Step	Hyp	Ref	Expression
1		axpre-suploclem.ss	. . . . . . . 8 ⊢ (𝜑 → 𝐴 ⊆ ℝ)
2		axpre-suploclem.m	. . . . . . . 8 ⊢ (𝜑 → 𝐶 ∈ 𝐴)
3	1, 2	sseldd 3103	. . . . . . 7 ⊢ (𝜑 → 𝐶 ∈ ℝ)
4		elreal2 7662	. . . . . . 7 ⊢ (𝐶 ∈ ℝ ↔ ((1st ‘𝐶) ∈ R ∧ 𝐶 = ⟨(1st ‘𝐶), 0R⟩))
5	3, 4	sylib 121	. . . . . 6 ⊢ (𝜑 → ((1st ‘𝐶) ∈ R ∧ 𝐶 = ⟨(1st ‘𝐶), 0R⟩))
6	5	simpld 111	. . . . 5 ⊢ (𝜑 → (1st ‘𝐶) ∈ R)

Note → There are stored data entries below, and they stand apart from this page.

PR #611, opened 2022-04-05
Allow url trailing slashes

JakeUrban:
Ensures that all of Polaris' endpoints support requests including and excluding a trailing slash. This issue was identified in stellar/stellar-protocol#1167.

For example, `/auth/?account=XXX` and `/auth?account=XXX` should both be received by the server and handled appropriately. Currently, Polaris deployments will only properly handling requests that do not include a trailing slash.

To do this, all URL paths in Polaris must be converted to regular expressions, where a trailing slash is added as an optional character.

In an unrelated change, this PR also fixes a potential `TypeError` in the example server.

### DIFF
--- a/example/server/integrations/sep31.py
+++ b/example/server/integrations/sep31.py
@@ -75,11 +75,11 @@ class MySEP31ReceiverIntegration(SEP31ReceiverIntegration):
             receiving_user.save()
 
         transaction.amount_fee = round(
-            transaction.asset.send_fee_fixed
-            or 0
+            (transaction.asset.send_fee_fixed or 0)
             + (
-                transaction.asset.send_fee_percent
-                or 0 / Decimal(100) * transaction.amount_in
+                (transaction.asset.send_fee_percentor or 0)
+                / Decimal(100)
+                * transaction.amount_in
             ),
             transaction.asset.significant_decimals,
         )
--- a/example/server/integrations/sep31.py
+++ b/example/server/integrations/sep31.py
@@ -76,10 +76,10 @@ class MySEP31ReceiverIntegration(SEP31ReceiverIntegration):
 
         transaction.amount_fee = round(
             transaction.asset.send_fee_fixed
+            or 0
             + (
                 transaction.asset.send_fee_percent
-                / Decimal(100)
-                * transaction.amount_in
+                or 0 / Decimal(100) * transaction.amount_in
             ),
             transaction.asset.significant_decimals,
         )
--- a/example/server/integrations/sep31.py
+++ b/example/server/integrations/sep31.py
@@ -77,7 +77,7 @@ class MySEP31ReceiverIntegration(SEP31ReceiverIntegration):
         transaction.amount_fee = round(
             (transaction.asset.send_fee_fixed or 0)
             + (
-                (transaction.asset.send_fee_percentor or 0)
+                (transaction.asset.send_fee_percent or 0)
                 / Decimal(100)
                 * transaction.amount_in
             ),
--- a/polaris/polaris/sep1/urls.py
+++ b/polaris/polaris/sep1/urls.py
@@ -1,5 +1,6 @@
 """This module defines the URL patterns for the `/.well-known/stellar.toml` endpoint."""
-from django.urls import path
+from django.urls import re_path
+
 from polaris.sep1.views import generate_toml
 
-urlpatterns = [path("stellar.toml", generate_toml)]
+urlpatterns = [re_path(r"^stellar.toml/?$", generate_toml)]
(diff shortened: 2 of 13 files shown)


example/server/integrations/sep31.py
```diff
@@ -76,10 +76,10 @@ def process_post_request(
 
         transaction.amount_fee = round(
             transaction.asset.send_fee_fixed
+            or 0
```
leighmcculloch, line 79: I don't think this does what you want. In Python `+` has higher precedence than `or`, so the `0 + ...` would occur together, but that doesn't matter, since the `or` early exits and only `.send_fee_fixed` is returned if it is set.

I think you want:
```python
(transaction.asset.send_fee_fixed or 0) + ...
```

Ref:https://docs.python.org/3/reference/expressions.html#operator-precedence

polaris/polaris/sep1/urls.py
```diff
@@ -1,5 +1,6 @@
 """This module defines the URL patterns for the `/.well-known/stellar.toml` endpoint."""
-from django.urls import path
+from django.urls import re_path
+
 from polaris.sep1.views import generate_toml
 
-urlpatterns = [path("stellar.toml", generate_toml)]
+urlpatterns = [re_path(r"^stellar.toml/?$", generate_toml)]
```
leighmcculloch, line 6: Is there a way to implement this without re_path so that a large number of regular expressions aren't being evaluated on every request? Regular expressions evaluated on user input can be problematic ([ref](https://rules.sonarsource.com/python/RSPEC-4784)). They're also generally very costly, so running a bunch of them on an incoming http request to try and match to a single route may degrade Polaris' performance.

Maybe `APPEND_SLASH=True` ([ref](https://docs.djangoproject.com/en/dev/ref/settings/#append-slash)) would address some of the issue? It is currently set to `False` by the looks of it:
https://github.com/stellar/django-polaris/blob/07c31b4f0983073f7c4866f1c3c070863c8d8f25/polaris/settings.py#L71

Would it also work to write a middleware that automatically matches routes

JakeUrban: `APPEND_SLASH` works by returning a 301 redirect to the URL including the slash.

Ex. `/auth?account=` --> `/auth/?account=`

This works for GET requests, but not for POST (or any method that uses a request body), since request bodies are not included in 301 redirects. (see the third comment on [this SO answer](https://stackoverflow.com/questions/1596552/django-urls-without-a-trailing-slash-do-not-redirect)). I've reproduced this issue too.

However, I think there is a good middle ground we can take.

For endpoints that only support GET (which is the majority of Polaris endpoints), we can use the normal `path()` method vs. `re_path()` and ensure `APPEND_SLASH = True`. Then, we can use `re_path()` for endpoints that support the POST, PUT, or DELETE methods.

The `APPEND_SLASH` functionality on kicks in when a request doesn't match any of the URLs defined ([ref](https://docs.djangoproject.com/en/4.0/ref/settings/#append-slash)), so it won't attempt to redirect any POST/PUT/DELETE requests that match the patterns defined in the `re_path()` calls.

leighmcculloch: >Or, could a middleware help match to routes with/without slash by normalizing the incoming request paths?

What about this ☝🏻? This should be a relatively small amount of code I think.

JakeUrban: That would work, but it is an additional setup/configuration step for users of Polaris. Ideally this functionality comes out of the box.

JakeUrban: Oh no... turns out my suggested approach doesn't work because auth headers are also not persisted when requests are redirected.

JakeUrban: Is normalizing request paths possible? I would think request paths are immutable, thats why redirects are required right?

leighmcculloch: I don't know, sorry.

JakeUrban: I did a bit of digging into how Django resolves URLs using `path()` and `re_path()`. Turns out Django uses Python's `re` regular expression package for matching all URL paths, regardless of whether `path()` or `re_path()` is used ([source](https://github.com/django/django/blob/baf9604ed8fed3e6e7ddfaca2d83c377c81399ae/django/urls/conf.py#L94-L95)). 

To address your points about security and performance, none of the inefficient / sensitive patterns mentioned in [RSPEC-4784](https://rules.sonarsource.com/python/RSPEC-4784) are used in our URL paths. Additionally, this rule is deprecated in favor of [RSPEC-2631](https://rules.sonarsource.com/python/RSPEC-2631), which states that user input should not be used to as regex patterns.

Given these points, I think I'd like to move forward with the current changes in the PR. I don't think any of our patterns can be leveraged to execute denial of service attacks.

leighmcculloch (approved):
🚀

PR #623, opened 2022-05-06
refactor project structure for ease of development

JakeUrban:
This PR significantly changes the code structure of the project in order to make contributing to the project easier.

The primary benefit is that contributors can now run the reference server using the adjacent `polaris` source code without docker. Contributors should be able to clone the repository, use the `migrate` and `collectstatic` commands to initialize the application, and `runserver` to stand up the reference server.

The second benefit is moving away from the legacy build system `setuptools` and using pipenv for dependency management to the new and unified python dependency/build system: poetry.

The `Dockerfile` and `docker-compose.yml` files have been updated to support the new structure, so using docker is still supported.

Running tests is also easier. You can now run `pytest` without the `-c polaris/pytest.ini` argument.

There are a few unrelated changes added in this PR as well, although I'm happy to move to a separate PR:

- Swapped the old Stellar rocket icon with the current logo
- Slightly adjusted some padding on the base.css stylesheet for the SEP-24 interactive flow
- The default fee calculation function will no longer raise a `ValueError` if there are no `fee_fixed` or `fee_percent` values configured.


yuriescl:
+1 for Poetry

stfung77 (approved):
this looks great! i'll try running it from source tomorrow

stfung77:
just tried this on windows, definitely a lot easier to set up!

PR #630, opened 2022-05-12
move dev-server extras to dependencies

JakeUrban:


poetry.lock
```diff
@@ -302,14 +302,14 @@ bcrypt = ["bcrypt"]
...
-version = "3.11.0"
+version = "3.12.0"
 description = "django-cors-headers is a Django application for handling the server headers required for Cross-Origin Resource Sharing (CORS)."
 category = "main"
 optional = false
 python-versions = ">=3.7"
 
 [package.dependencies]
-Django = ">=2.2"
+Django = ">=3.2"
```
marcelosalloum, line 312: This seems like a big update 👀 .

stfung77 (approved):

marcelosalloum (approved):

poetry.lock
JakeUrban: Thanks haha, it would be but the 2 was a typo. Polaris has been on Django 3 for awhile.

PR #638, opened 2022-06-09
bug fix: add network passphrase param to `get_balance_id()`

### LINKED ISSUE #637: Network passphrase is necessary
https://github.com/stellar/django-polaris/blob/73f4bbe7f874f67ad3f6d6476c64feb2f6dd3c83/polaris/management/commands/process_pending_deposits.py#L711

This line fails because network_passphrase if necessary arg for TransactionEnvelope.from_xdr method

JakeUrban:
resolves #637 

Currently, Polaris cannot decode the envelope of a deposit transaction it submits to the network if it uses claimable balances. This PR fixes this bug.

Thanks @nikita-gorodeckij for reporting.


JakeUrban:
In the interest of time, I am not adding tests in this PR, but I have confirmed that this change fixes the issue. Tests should certainly be added after the release.

stfung77 (approved):

PR #656, opened 2022-08-17
SEP-24: make `account` param optional in `POST /deposit`

JakeUrban:
We made the `account` parameter optional in SEP-24's `POST /deposit` endpoint since it can default to the authenticated account. This PR updates Polaris with that change.


stfung77 (approved):
LGTM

7	5	simprd 113	. . . . . 6 ⊢ (𝜑 → 𝐶 = ⟨(1st ‘𝐶), 0R⟩)
8	7, 2	eqeltrrd 2218	. . . . 5 ⊢ (𝜑 → ⟨(1st ‘𝐶), 0R⟩ ∈ 𝐴)
9		opeq1 3713	. . . . . . 7 ⊢ (𝑤 = (1st ‘𝐶) → ⟨𝑤, 0R⟩ = ⟨(1st ‘𝐶), 0R⟩)
10	9	eleq1d 2209	. . . . . 6 ⊢ (𝑤 = (1st ‘𝐶) → (⟨𝑤, 0R⟩ ∈ 𝐴 ↔ ⟨(1st ‘𝐶), 0R⟩ ∈ 𝐴))
11		axpre-suploclem.b	. . . . . 6 ⊢ 𝐵 = {𝑤 ∈ R ∣ ⟨𝑤, 0R⟩ ∈ 𝐴}
12	10, 11	elrab2 2847	. . . . 5 ⊢ ((1st ‘𝐶) ∈ 𝐵 ↔ ((1st ‘𝐶) ∈ R ∧ ⟨(1st ‘𝐶), 0R⟩ ∈ 𝐴))
13	6, 8, 12	sylanbrc 414	. . . 4 ⊢ (𝜑 → (1st ‘𝐶) ∈ 𝐵)
14		eleq1 2203	. . . . 5 ⊢ (𝑎 = (1st ‘𝐶) → (𝑎 ∈ 𝐵 ↔ (1st ‘𝐶) ∈ 𝐵))
15	14	spcegv 2777	. . . 4 ⊢ ((1st ‘𝐶) ∈ 𝐵 → ((1st ‘𝐶) ∈ 𝐵 → ∃𝑎 𝑎 ∈ 𝐵))
16	13, 13, 15	sylc 62	. . 3 ⊢ (𝜑 → ∃𝑎 𝑎 ∈ 𝐵)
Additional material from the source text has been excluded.